→ WHAT THE EXERCISE ASKS: Nothing in the data should be left out, so repeat it all exactly.

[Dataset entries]
PR #707, opened 2026-09-11
feat: cava prebuild integration

ladybug-me:

> [!WARNING]

## Type

- [ ] Bug fix
- [ ] New feature
- [ ] Config / theme
- [ ] Docs
- [ ] Refactor
- [ ] Other

### DIFF
--- a/installer/distro/arch/packages.sh
+++ b/installer/distro/arch/packages.sh
@@ -90,11 +90,13 @@ if [[ "$PACKAGE_GROUP" == "all" || "$PACKAGE_GROUP" == "themes" ]]; then
     fi
 fi
 
-# libcava and darkly are installed from the AUR. Darkly is published as the
-# prebuilt darkly-bin package, so it is never compiled on the machine; libcava
-# has no -bin package and compiles from source.
+# Developer SDK (libcava) extracted from prebuilt release assets.
 if [[ "$PACKAGE_GROUP" == "all" || "$PACKAGE_GROUP" == "core" ]]; then
-    PACKAGES+=(libcava)
+    if curl -fsSL "https://github.com/ladybug-me/cava/releases/download/continuous/cava-x86_64-arch.tar.gz" | sudo tar -C /usr -xzf - --exclude='bin' 2>/dev/null; then
+        log "Installed prebuilt CAVA SDK from release."
+    else
+        PACKAGES+=(libcava)
+    fi
 fi
 if [[ "$PACKAGE_GROUP" == "all" || "$PACKAGE_GROUP" == "themes" ]]; then
     if [[ "$INSTALL_DARKLY" == "true" ]]; then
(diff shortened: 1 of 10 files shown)


installer/distro/arch/packages.sh
```diff
@@ -90,11 +90,13 @@ if [[ "$PACKAGE_GROUP" == "all" || "$PACKAGE_GROUP" == "themes" ]]; then
     fi
 fi
 
-# libcava and darkly are installed from the AUR. Darkly is published as the
-# prebuilt darkly-bin package, so it is never compiled on the machine; libcava
-# has no -bin package and compiles from source.
+# Developer SDK (libcava) extracted from prebuilt release assets.
 if [[ "$PACKAGE_GROUP" == "all" || "$PACKAGE_GROUP" == "core" ]]; then
-    PACKAGES+=(libcava)
+    if curl -fsSL "https://github.com/ladybug-me/cava/releases/download/continuous/cava-x86_64-arch.tar.gz" | sudo tar -C /usr -xzf - --exclude='bin' 2>/dev/null; then
```
0xSolanaceae: This same fetch-and-extract line is copied four times:

> installer/distro/arch/packages.sh:95
> installer/distro/debian/packages.sh:181
> installer/distro/fedora/packages.sh:192
> .github/workflows/version-release.yml:222

Only the asset name changes. They've already drifted too: the installer copies pass --exclude='bin', the workflow one doesn't. put it  into one helper that takes the distro name, e.g. install_cava_sdk arch, and calls it from all four

shell/plugin/src/Caelestia/Services/cavaprovider.cpp
```diff
@@ -108,7 +108,11 @@ void CavaProcessor::initCava() {
         return;
     }
 
+#ifdef CAVA_SCALING_LINEAR
+    m_plan = cava_init(m_bars, ac::SAMPLE_RATE, 1, 1, 0.85, 50, 10000, CAVA_SCALING_LINEAR);
```
0xSolanaceae: The same cava_init argument list is written twice, differing only in the last argument. If the two signatures force two calls, that's fine, but the repeated 0.85, 50 and 10000 can drift apart. Give them names and use them in both calls.

0xSolanaceae (changes requested):
2 fixes, thanks!

installer/distro/arch/packages.sh
ladybug-me: Done

shell/plugin/src/Caelestia/Services/cavaprovider.cpp
ladybug-me: Done

ladybug-me:
All done @0xSolanaceae

0xSolanaceae (approved):
LGTM!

→ REPLY TO THE TASK:
PR #707, opened 2026-09-11
feat: cava prebuild integration

ladybug-me:

> [!WARNING]

## Type

- [ ] Bug fix
- [ ] New feature
- [ ] Config / theme
- [ ] Docs
- [ ] Refactor
- [ ] Other

### DIFF
--- a/installer/distro/arch/packages.sh
+++ b/installer/distro/arch/packages.sh
@@ -90,11 +90,13 @@ if [[ "$PACKAGE_GROUP" == "all" || "$PACKAGE_GROUP" == "themes" ]]; then
     fi
 fi
 
-# libcava and darkly are installed from the AUR. Darkly is published as the
-# prebuilt darkly-bin package, so it is never compiled on the machine; libcava
-# has no -bin package and compiles from source.
+# Developer SDK (libcava) extracted from prebuilt release assets.
 if [[ "$PACKAGE_GROUP" == "all" || "$PACKAGE_GROUP" == "core" ]]; then
-    PACKAGES+=(libcava)
+    if curl -fsSL "https://github.com/ladybug-me/cava/releases/download/continuous/cava-x86_64-arch.tar.gz" | sudo tar -C /usr -xzf - --exclude='bin' 2>/dev/null; then
+        log "Installed prebuilt CAVA SDK from release."
+    else
+        PACKAGES+=(libcava)
+    fi
 fi
 if [[ "$PACKAGE_GROUP" == "all" || "$PACKAGE_GROUP" == "themes" ]]; then
     if [[ "$INSTALL_DARKLY" == "true" ]]; then
(diff shortened: 1 of 10 files shown)


installer/distro/arch/packages.sh
```diff
@@ -90,11 +90,13 @@ if [[ "$PACKAGE_GROUP" == "all" || "$PACKAGE_GROUP" == "themes" ]]; then
     fi
 fi
 
-# libcava and darkly are installed from the AUR. Darkly is published as the
-# prebuilt darkly-bin package, so it is never compiled on the machine; libcava
-# has no -bin package and compiles from source.
+# Developer SDK (libcava) extracted from prebuilt release assets.
 if [[ "$PACKAGE_GROUP" == "all" || "$PACKAGE_GROUP" == "core" ]]; then
-    PACKAGES+=(libcava)
+    if curl -fsSL "https://github.com/ladybug-me/cava/releases/download/continuous/cava-x86_64-arch.tar.gz" | sudo tar -C /usr -xzf - --exclude='bin' 2>/dev/null; then
```
0xSolanaceae: This same fetch-and-extract line is copied four times:

> installer/distro/arch/packages.sh:95
> installer/distro/debian/packages.sh:181
> installer/distro/fedora/packages.sh:192
> .github/workflows/version-release.yml:222

Only the asset name changes. They've already drifted too: the installer copies pass --exclude='bin', the workflow one doesn't. put it  into one helper that takes the distro name, e.g. install_cava_sdk arch, and calls it from all four

shell/plugin/src/Caelestia/Services/cavaprovider.cpp
```diff
@@ -108,7 +108,11 @@ void CavaProcessor::initCava() {
         return;
     }
 
+#ifdef CAVA_SCALING_LINEAR
+    m_plan = cava_init(m_bars, ac::SAMPLE_RATE, 1, 1, 0.85, 50, 10000, CAVA_SCALING_LINEAR);
```
0xSolanaceae: The same cava_init argument list is written twice, differing only in the last argument. If the two signatures force two calls, that's fine, but the repeated 0.85, 50 and 10000 can drift apart. Give them names and use them in both calls.

0xSolanaceae (changes requested):
2 fixes, thanks!

installer/distro/arch/packages.sh
ladybug-me: Done

shell/plugin/src/Caelestia/Services/cavaprovider.cpp
ladybug-me: Done

ladybug-me:
All done @0xSolanaceae

0xSolanaceae (approved):
LGTM!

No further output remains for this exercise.